Single cell suspensions were stained with tetramer at a final concentration of 10 nM for 1 h at room temperature, and then magnetically enriched as described in detail (Legoux and Moon, 2012; Moon et al., 2007). For intracellular cytokine staining, tetramer-based cell enrichment was not used. Instead, total CD4+ T cells were isolated (Miltenyi) from draining lymph nodes of day 7 immunized mice and restimulated in vitro for 2h at 37°C with 50 ng/mL PMA (Sigma), 500 ng/mL ionomycin (Sigma), and 10 µg/mL brefeldin A (Sigma).
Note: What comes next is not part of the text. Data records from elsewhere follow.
PR #35, opened 2018-11-16
OPENEUROPA-1299: Override proxyCallback for ECAS.

voidtek:
### Description

Override proxyCallback for ECAS.

### Change log

- [x] Configure an eCAS mockup server container with the Official Ecas mockup docker.
- [x] Use this container in oe_authetication instead of the pcas demo server.
- [x] Configure oe_authentication to use this locally via the runner
- [x] Rewrite the behat test
- [x] Override the proxyCallback function
- [x] Adding kernel test for the proxyCallback
- [x] Documentation oe_authentication functionnality
- [x] Documentation oe_authentication docker/image


README.md
```diff
@@ -59,8 +119,8 @@ to `./runner.yml` and overriding relevant properties.
 
 To set up the project run:
 
-```
-$ ./vendor/bin/run drupal:site-setup
+```bash
+./vendor/bin/run drupal:site-setup
```
dxvargas: This is already run as post command of composer.

src/Controller/ProxyCallbackController.php
```diff
@@ -0,0 +1,124 @@
...
+    $pgt_iou = $current_request->request->get('pgtIou');
+
+    // Check for both a pgtIou and pgtId parameter.
+    // If either is not present, inform EULogin Server of an error.
+    if (!isset($pgt_id) && !isset($pgt_iou)) {
+      return new Response(t('Missing necessary parameters'), 400);
+    }
+
+    if ($this->checkPgtMapping($pgt_iou, $pgt_id)) {
+      return new Response(t('Parameters already use'), 400);
```
dxvargas: Should be "Parameters already **in** use".

src/Controller/ProxyCallbackController.php
```diff
@@ -0,0 +1,124 @@
...
+   *   Return TRUE is present in the database.
+   */
+  protected function checkPgtMapping($pgt_iou, $pgt_id) {
+    $result = $this->connection->select('cas_pgt_storage')
+      ->fields('cas_pgt_storage', ['pgt_iou', 'pgt'])
+      ->condition('pgt_iou', $pgt_iou)
+      ->condition('pgt', $pgt_id)
+      ->execute()->fetchAll();
+
+    return count($result) > 0 ? TRUE : FALSE;
```
dxvargas: More simple:

`return count($result) > 0;`

tests/Kernel/ProxyCallbackTest.php
```diff
@@ -0,0 +1,78 @@
...
+    $xml = '<?xml version="1.0" encoding="UTF-8"?><proxySuccess xmlns="https://localhost"/>';
+    $this->assertEquals($xml, $response->getContent());
+
+    // Check a duplicate.
+    $test_request = Request::create($proxy_callback_url, 'POST');
+    $test_request->request->set('pgtId', 'foo');
+    $test_request->request->set('pgtIou', 'bar');
+    $response = $kernel->handle($test_request);
+    $this->assertEquals(400, $response->getStatusCode(), $response->getContent());
+    $this->assertEquals('Parameters already use', $response->getContent());
```
dxvargas: Should be "Parameters already in use" (modify only if it was modified in the tested code, of course).

src/Controller/ProxyCallbackController.php
```diff
@@ -0,0 +1,124 @@
...
+
+    $response = new Response($xml);
+    $response->headers->set('Content-Type', 'xml');
+
+    return $response;
+  }
+
+  /**
+   * Check if the pgtIou and pgtId are mapped in the database.
+   *
```
dxvargas: It would be interesting to mention here that if this check is not made, a 500 error is thrown. And also a @todo to put this check as a patch in the parent class in the contrib module.

src/Controller/ProxyCallbackController.php
```diff
@@ -0,0 +1,124 @@
...
+
+  /**
+   * Route callback for the ProxyGrantingTicket information.
+   *
+   * This function stores the incoming PGTIOU and pgtId parameters so that
+   * the incoming response from the EULogin Server can be looked up.
+   */
+  public function callback() {
+    $config = $this->configFactory->get('oe_authentication.settings');
+    if ($config->get('protocol') === 'cas') {
```
imanoleguskiza: This sounds strange. Since we are the ones using a specific protocol, should we not check if $config->get('protocol') !== 'eulogin' ?

README.md
voidtek: The all paragraph makes sens, see:

> Before setting up and installing the site make sure to customize default configuration values by copying [runner.yml.dist](runner.yml.dist)
> to `./runner.yml` and overriding relevant properties.
> 
> To set up the project run:
> 
> ```bash
> ./vendor/bin/run drupal:site-setup
> ```

src/Controller/ProxyCallbackController.php
voidtek: This will be my participation for the contrib module.

src/Controller/ProxyCallbackController.php
voidtek: Make totally sense.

The cells were then surface stained with tetramer and antibodies, washed, and then fixed, permeabilized, and stained for intracellular cytokines using the Cytofix/Cytoperm kit (BD Biosciences). For Ki67 expression analysis, pooled spleen and lymph node cells from 1 immunized or 2–3 naive mice were fixed and permeabilized using the Foxp3 Fixation/Permeabilization kit (eBioscience) prior to Ki67 antibody staining. Helios staining was performed with the same kit. 7–9 color flow cytometry was performed on an LSRII or Fortessa (BD Immunocytometry Systems). Data was analyzed with FlowJo software (Treestar). All antibodies were purchased from BioLegend, eBioscience, BD Pharmingen, or Life Technologies.

T cell Transfers

Total CD4+ T cells from the pooled spleen and lymph nodes of WT or Cre mice were magnetically purified (Miltenyi) and ~2 × 107 were transferred intravenously into CD45.1 or CD45.2 congenic Smarta mice, where ~3 × 106 cells stably engrafted. For Treg transfer experiments, total CD4+ CD25+ T cells from the pooled spleen and lymph nodes of WT or Cre mice were magnetically purified (Miltenyi) and ~4 × 106 were transferred intravenously into CD45.1 or CD45.2 congenic WT mice, where ~106 stably engrafted. Recipient mice were then immunized the next day, and host Cre:I-Ab-specific CD4+ T cells were isolated and analyzed 7 days later.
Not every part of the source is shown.